Problem requirements: The records below need copying. Match each line exactly.

Records supplied:

[Start of Attachment]

PR #1510, opened 2026-02-18
fix!: Revert experimental features break

maximilianruesch:
This reverts commit de0a3188653ca47c74301bfdfd8f623137ac43b2, to allow a way easier patch release of `guppylang`.

An issue will be created to reapply this update once we want to include a breaking change for `guppylang`.

BREAKING CHANGE: Revert the experimental features breaking change from the previous release.

BEGIN_COMMIT_OVERRIDE
""
END_COMMIT_OVERRIDE


aborgna-q (approved):
Should we do the `-internals` release before adding the commit override directive?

[End of Attachment]

Written answer:
PR #1510, opened 2026-02-18
fix!: Revert experimental features break

maximilianruesch:
This reverts commit de0a3188653ca47c74301bfdfd8f623137ac43b2, to allow a way easier patch release of `guppylang`.

An issue will be created to reapply this update once we want to include a breaking change for `guppylang`.

BREAKING CHANGE: Revert the experimental features breaking change from the previous release.

BEGIN_COMMIT_OVERRIDE
""
END_COMMIT_OVERRIDE


aborgna-q (approved):
Should we do the `-internals` release before adding the commit override directive?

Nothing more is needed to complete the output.